Scientist speaking in front of crowd with presentation screen behind them

Pardee lab member Justin Vigar addresses delegates at Conference of the Parties (COP) of the UN Convention on Biodiversity in Cali, Colombia

As researcher and delegate to UN Convention on Biodiversity, Justin Vigar emphasizes importance of international relationships

When Justin Vigar started his PhD at U of T’s Leslie Dan Faculty of Pharmacy, he knew that his research to develop tools to improve global health needed to be conducted alongside researchers from other countries and cultures in collaborative projects.

Working with supervisor Keith Pardee, Vigar used synthetic biology to create affordable, portable diagnostic tools that can be used outside of conventional laboratory settings to improve health care accessibility.

Justin Vigar working in lab

“We saw a lot of synergy from working directly with people across the Global South. Forming these relationships and collaborating with graduate students from around the world made it possible to refine this technology and make it work well in practice,” says Vigar. “We couldn't have done this work on our own in Toronto. We really relied on their input and expertise.”

Vigar started his PhD with Pardee, associate professor at the Leslie Dan Faculty of Pharmacy, in 2020. Pardee and his team use synthetic biology – a field that combines engineering and biotechnology – to develop low-cost diagnostic and drug manufacturing tools that can be deployed to remote and rural areas and lower-income countries to allow people in these areas to access higher-quality health care.

In one area of their research program, Pardee’s team has embedded biological circuitry onto paper to diagnose diseases, including Ebola and Zika, with minimal processing.  

“We’ve been working with partners in the Global South now for almost ten years, and these efforts have allowed the team collectively to achieve things that wouldn’t be possible otherwise,” says Pardee. “Building research capacity in life science research and biotechnology is crucial to ensure equity in health access and that the prosperity from participating in the bioeconomy can be realized broadly.”

In 2020, the Pardee team pivoted and applied the same technology to develop portable COVID-19 diagnostic tools. Vigar, who grew up in rural Alberta, understood the importance of accessible diagnostic tools and was eager to work with the team on this research.

“The Pardee lab has a history of working on global health challenges and epidemics, so they were uniquely positioned to tackle some of the challenges of COVID-19, especially in remote and rural areas,” says Vigar. “We already had these networks in Latin America and India because of our work with other diseases, so it was a natural fit to work with those partners to adapt the platform technologies we had already developed for tropical infectious diseases to diagnose COVID-19.”

Four researchers smiling at camera in office space
Justin Vigar (LDFP), Severino Jefferson Ribeiro da Silva (LDFP), Paula Benitez-Bolivar (Universidad de los Andes), David Duplat (Universidad de los Andes)

During Vigar’s PhD, he worked with collaborators in South America on expanding the diagnostic tools to additional infectious diseases, including dengue and leishmaniasis, and ensuring researchers in low-resource settings can use the tools.

Students from Pardee’s lab have been testing the tools in different areas of South America, and in the fall of 2024, Vigar travelled to Colombia and worked with colleagues from the Universidad de Los Andes to test the tools with patient samples of dengue and COVID-19 from a children’s clinic in the Huila region of southern Colombia.

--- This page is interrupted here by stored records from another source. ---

PR #1644, opened 2021-12-22
x86_64 cpu: add support for SMEP and UMIP

francescolavra:
Supervisor Memory Execute Protection (SMEP) is a security feature that generates a page fault exception if the kernel tries to execute an instruction from a memory address accessible by the user program. If this exception occurs, the kernel dumps the current execution context to the console and halts.
User-Mode Instruction Prevention (UMIP) is a security feature that generates a general protection exception if the user program tries to execute one of the the SGDT, SIDT, SLDT, SMSW, and STR instructions. If this exception occurs, the kernel sends a SEGV signal to the program. Tested on Google Cloud N2 instance with Intel Ice Lake CPU.

### DIFF
--- a/src/unix/unix.c
+++ b/src/unix/unix.c
@@ -223,6 +223,11 @@ define_closure_function(1, 1, context, default_fault_handler,
             goto bug;
         }
 
+        if (is_instruction_fault(frame) && !user) {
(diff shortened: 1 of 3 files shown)


wjhun (approved):
LGTM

The results have not yet been published, but Vigar says the project demonstrated that the system could be built and transported to remote locations and provides comparable diagnosis to qPCR, the gold standard for diagnosis.

“The success of this project was due to the networks we built with groups from around the world, and we've worked very closely together,” he says.

PhD research discussed at UN conference

Vigar has had a long interest in nature conservation and in the intersection of environmental, animal and human health.

He has served as a delegate to the Conference of the Parties (COP) of the UN Convention on Biodiversity (UNCBD) three times, first in 2018 and most recently at COP16, in Cali, Colombia, in early November, after completing the work on the patient trial in Bogota. The meeting encompasses a broad range of topics ties to conservation, including governance of digital DNA sequence information and genetically modified organisms, both of which are integral to biotechnology research and its impact on biodiversity and human health.

At COP16, Vigar presented the Pardee group’s work on low-cost diagnostics at the research and academic caucus and attended sessions related to medical technologies, technology transfer from higher income to lower income countries, and regulation of artificial intelligence in biotechnology.

Vigar says that collaborative research and global perspectives are more important than ever, and he is optimistic that researchers around the world can continue to collaborate.

“Our problems are global. Pandemics, climate change and the global collapse of biodiversity cannot be dealt with by a single country,” he says. “These challenges affecting all of us worldwide require collective action. To me, it’s simple – if we want to solve these problems, we need to work collaboratively.”

Justin Vigar's research is supported by Canada’s International Development Research Centre (IDRC) and Toronto’s Emerging & Pandemic Infections Consortium (EPIC).